6. The system of claim 5, further comprising an additional recursive unit common to all sub-layers of the bottom processing layer, and configured to receive i) the sum of the outputs from the convolution module and ii) a mixture of the outputs from the at least one recursive unit as its input, and based thereon generate additional auxiliary information for the corresponding sub-output level of each sub-layer.

7. The system as claimed in claim 1 or 2, wherein, The first executed sublayer generates one or more current filter bank samples corresponding to at least the lowest channel of the filter bank, and the last executed sublayer generates one or more current filter bank samples corresponding to at least the highest channel of the filter bank.

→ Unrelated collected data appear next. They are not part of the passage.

PR #1273, opened 2026-09-08
feat: make Settings, Save, and Agent Turns share one Agent Model catalog (#1272)

### LINKED ISSUE #1272: Refresh Agent Model catalogs on Settings open and share freshness with Save and Agent Turns
## Problem Statement

Repository Settings can offer an Agent Model that Save rejects because the dropdown and server validation use different catalog snapshots.

Reproduced against a running harness version 0.31.0:

1. The harness default Agent Backend was Codex Build; the Repository had an OpenCode override that was already Active.
2. OpenCode configuration was updated to include `azure/gpt-6-astra` while the harness was running.
3. Opening Repository Settings offered Astra in the Build model dropdown.
4. Selecting Astra with High Thinking Level and saving failed with: `Agent Model "azure/gpt-6-astra" is not in the current OpenCode Agent Model catalog. Choose a model the Agent Backend currently offers.`
5. The saved model remained unchanged.

Live API inspection confirmed that OpenCode Agent Backend Preview returned a fresh catalog containing Astra, while Active OpenCode status still held an older catalog without Astra. Preview did not update Active status. The dropdown used Preview because OpenCode differed from the harness default, while Save preferred Active status.

This is an inconsistent catalog-authority/freshness problem, not a database persistence failure or invalid model ID. Operators should not need to know about Recheck or restart the harness to select a newly configured model.

## Solution

Refresh the relevant Agent Model catalog when Harness Settings or Repository Settings opens. For an already-Active Agent Backend, publish the successful refreshed catalog to the running harness so that the dropdown, Save validation, and subsequent Agent Turn validation use the same authoritative snapshot.

Keep Save fast by reusing a sufficiently recent server-held catalog. If the catalog has become stale while Settings was open, refresh it before validating and persisting the selection. Do not unconditionally launch another catalog inspection on every Save.

Keep Agent Backend Preview non-activating for an inactive, unsaved backend selection. Browsing Settings must not change the selected backend or activate an otherwise inactive backend.

## User Stories

1. As an operator, I want newly configured models to appear when I open Settings, so that I do not need to restart the harness.
2. As an operator, I want a model offered by the dropdown to pass catalog validation when it remains available, so that Settings does not contradict itself.
3. As an operator, I want Save to reuse the catalog just fetched for Settings, so that a routine save stays fast.
4. As an operator, I want Save to refresh an expired catalog before validation, so that leaving Settings open does not silently preserve obsolete availability information.
5. As an operator, I want the next Agent Turn to recognize a newly saved model, so that fixing Save does not simply move the same rejection into execution.
6. As an operator, I want the same behavior for the harness default and already-Active Repository overrides, so that backend selection does not determine whether Settings works.
7. As an operator, I want build and review models and their Thinking Levels validated against the refreshed catalog, so that supported model/effort combinations remain executable.
8. As an operator, I want removed models to remain visible as unavailable rather than being replaced, so that my selections are never silently changed.
9. As an operator, I want browsing another backend to remain a Preview, so that opening Settings does not change Agent Turn routing.
10. As an operator, I want a slow or failed required refresh to show a bounded, actionable error without losing my form edits, so that I can retry safely.
11. As an operator, I want catalog refreshes not to interrupt running Agent Turns or alter explicit execution-profile selections, so that ongoing work is preserved.
12. As an operator, I want overlapping Settings requests to reuse an in-flight refresh, so that multiple views do not cause redundant catalog discovery.

## Implementation Decisions

- Use the existing Agent Backend inspection/catalog boundary and Active backend registry rather than adding a second independent cache in Settings.
- Refresh on opening Harness Settings and Repository Settings for the effective backend. Switching the backend selection should load the correct catalog without violating Preview versus activation semantics.
- For Active backends, a successful refresh must update the authoritative server-held catalog consumed by Settings, Save validation, and Agent Turn admission. Merely accepting a client-provided catalog or refreshing only the dropdown is insufficient.
- Track freshness per backend on the server. Define and document a short freshness window; a successful Settings-open refresh should normally cover the subsequent Save. Use the same freshness policy for Harness and Repository saves.
- A required stale-on-Save refresh must complete before model/Thinking Level validation and persistence. Save must not claim fresh validation after that refresh fails.
- Reuse in-flight refreshes for the same backend and preserve protection against older inspection results overwriting newer results.
- Retain existing catalog-only selection, inheritance, clearing, unavailable-model preservation, and backend availability rules. Do not silently substitute models or Thinking Levels.
- Refreshing an Active backend catalog must not restart the harness, cancel running Agent Turns, or rewrite Work Item execution profiles. Previewing an inactive backend must not activate it; activation remains subject to the existing Save gates.
- Provide bounded loading/error behavior for inspection. Keep unsaved form values after errors and avoid treating a loading catalog as a definitive empty catalog.
- No database workaround or new persisted model catalog is needed by this request. Update relevant documentation if freshness behavior changes the documented Preview/Recheck contract.

## Testing Decisions

Prefer behavioral tests at existing boundaries, not source-text assertions or a new parallel test harness.

- Extend the existing catalog-only Agent Model browser acceptance coverage with the exact failure pattern: start the harness with an older catalog, add a model to the controlled backend while the harness remains running, open Repository Settings for an already-Active non-default backend, select it, save successfully, and reopen to confirm persistence. Do not restart the harness between changing the catalog and opening Settings.
- Use existing GraphQL integration coverage to prove that Settings refresh and Save agree, a fresh Save does not repeat discovery, and an expired catalog refreshes before validation/persistence. Cover both Harness Settings and Repository Settings.
- Use a controlled clock and inspection results in the existing Active backend tests to cover the freshness boundary, deduplicated overlapping refreshes, failed/slow inspection, out-of-order results, and a backend leaving the Active set during refresh. Avoid wall-clock sleep tests.
- Verify that newly added models are accepted, removed models or Thinking Levels are rejected without silent substitution, and failed validation does not persist settings or activate a previewed backend.
- Cover the connection to Agent Turn validation: after the successful refresh and save, the next turn must not reject the newly added model using the previous catalog. Preserve existing captured-backend and explicit-profile behavior; do not call a real paid model in tests.
- Preserve existing Preview success/failure tests proving that inspecting an inactive backend leaves the Active set unchanged.

Existing prior art includes catalog-only Agent Model browser scenarios, GraphQL settings/model validation integration tests, Active backend preview/recheck and concurrency tests, and captured-backend/Implement With catalog-drift admission tests. Existing UI refresh-on-open source assertions alone do not prove server catalog freshness.

## Out of Scope

- Periodic background catalog polling or automatic refresh on every Agent Turn.
- Unconditionally refreshing on every Save when a recent authoritative catalog is available.
- Removing catalog validation, adding free-text model selection, or automatically substituting a different model.
- Changing model inheritance, backend-switch idle gates, Work Item routing, or explicit execution profiles.
- Optimizing OpenCode startup or guaranteeing a fixed discovery latency across all Agent Backends.

## Further Notes

Measured locally during diagnosis: `opencode models --verbose` took about 1.665 seconds; fresh catalog discovery through the harness took approximately 1.75-1.79 seconds. These are observations, not a universal latency guarantee. They support paying discovery cost on Settings open and reusing the result on a prompt Save, rather than imposing the same delay twice.

A targeted Recheck OpenCode is the current workaround because it replaces the Active catalog; the requested behavior should make that manual step unnecessary for normal Settings use.

berenddeboer:
Repository Settings could offer an Agent Model that Save rejected. Opening Settings used a Preview catalog, while Save validated against a stale Active catalog. Operators had to Recheck or restart the harness to pick a newly configured model.

Opening Harness or Repository Settings now always Previews the effective backend. When that backend is already Active, a successful Preview publishes the catalog for Save and later Agent Turns for one minute. Save reuses that snapshot instead of inspecting on every persist, and inspects again only after the window expires. Preview of an inactive, unsaved backend still does not activate it. A failed Preview keeps the previous Ready catalog and readiness.

Recheck and Settings Preview can overlap. Recheck stays concurrent with Recheck. Recheck waits only for an in-flight Settings Preview before giving up, so a failed Preview cannot drop a Recheck that already finished inspecting. A successful Settings Preview of an Active backend returns the published catalog when Recheck won, so the dropdown matches Save.

Verified with Active backend tests (freshness window, overlapping refreshes, Recheck vs Preview races, drop during refresh), GraphQL Settings/Save agreement for Harness (reuse, expiry, failed refresh) and Repository reuse, and the catalog-only end-to-end scenario that adds a model while the harness is running and saves it from Repository Settings without a restart.

Out of scope: periodic catalog polling, inspecting on every Save when a fresh snapshot exists, and extra Agent Turn-after-save or Repository expiry GraphQL coverage (same server path as the Harness tests).

Closes #1272


berenddeboer:
Pushed `6ccf8135c44ad576247d4cb470c6e2fb69e40d9a` to fix the red live-Forge and UI-history Settings checks.

**What changed.** A failed Settings Preview was still treated as an in-flight catalog load, so the dropdown stayed on “Loading catalog…”. Harness Settings also hid the whole form behind “Loading settings...” while Preview ran. Failed Preview is now a settled error, and catalog loading stays on the model fields. Save remains blocked until Preview succeeds.

**Verification.** `bun test` on the Harness Settings and Repository Settings source tests; commit hook ran affected lint, typecheck, and test.

**Review feedback.** Claude Code Review was skipped (no reviewer steps, no review comment). No automated-review feedback to address or decline.

The earlier quality-gates failure was a transient OpenCode download (`curl: (35) Connection reset by peer`), not this catalog change. This push retriggers the PR workflow.

berenddeboer:
Pushed `316b16b3a9942e53b3da4019a3dad9448be37dd3` to fix the remaining UI-history failure.

**What changed.** Browser Forward opened Settings, started a catalog Preview, then session prepare discarded that fetch. “Loading catalog…” never cleared, so the Back/Forward Settings scenario timed out. Preview now re-runs after prepare on routed open (Forward / direct). The `harness` job was red only because UI-history failed; live-Forge was already green.

**Verification.** Harness Settings and Repository Settings source tests; commit hook ran affected lint, typecheck, and test.

**Review feedback.** Claude Code Review was skipped (no reviewer steps, no review comment). None declined.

8. The system as claimed in claim 1 or 2, wherein, The probability distribution of the plurality of current filter bank samples is obtained using a mixture model.

9. The system of claim 8, wherein, Generating the probability distribution includes updating the mixing coefficients of the mixing model with a linear transformation, wherein the linear transformation is defined by a triangular matrix having one on the main diagonal, and wherein the number of non-zero diagonals of the triangular matrix is ​​greater than one and less than the number of channels of the filter bank.

10. The system of claim 9, wherein, The sampling includes transformations with linear transformations.

11. A computer-implemented neural network system for autoregressively generating a filter bank representation of an audio signal from multiple current filter bank samples, wherein, The plurality of current filter bank samples correspond to the current time slot, and each current filter bank sample corresponds to a corresponding channel of the filter bank. The neural network system includes: A hierarchical structure of multiple neural network processing layers ordered from top to bottom, wherein each of the multiple neural network processing layers has been trained to generate conditioning information based on previous filter bank samples represented by the filter bank, and for at least each processing layer other than the top processing layer, also based on conditioning information generated by higher processing layers in the hierarchy. An output stage, trained to generate a probability distribution of the plurality of current filter bank samples based on previous filter bank samples corresponding to one or more previous time slots of the filter bank representation and the conditioning information generated from the lowest processing layer, is configured to sample the probability distribution to obtain the current filter bank samples. Each processing layer includes a convolutional module configured to receive samples of the previous filter bank represented by the filter bank, wherein the number of input channels of each convolutional module is the same as the number of channels of the filter bank, and wherein the kernel size of the convolutional module decreases from the top processing layer to the bottom processing layer in the hierarchy.

12. A method for regressively generating a filter bank representation of an audio signal from multiple current filter bank samples, wherein, The plurality of current filter bank samples correspond to current time slots, and each current filter bank sample corresponds to a corresponding channel of the filter bank, the method comprising generating and sampling a probability distribution using a system as described in any of the preceding claims.

13. The method of claim 12, comprising the following steps: - The plurality of neural network processing layers are used to generate conditioning information, wherein the conditioning information is generated using the bottom processing layer; and - The probability distribution is generated using the output stage based on previous filter bank samples corresponding to one or more previous time slots represented by the filter bank and the conditioning information generated using the bottom processing layer.

14. A non-transitory computer-readable medium storing instructions that, when executed by at least one computer processor belonging to computer hardware, are operable to use the computer hardware to implement the system according to any one of claims 1 to 11 and / or perform the method according to claims 12 and 13.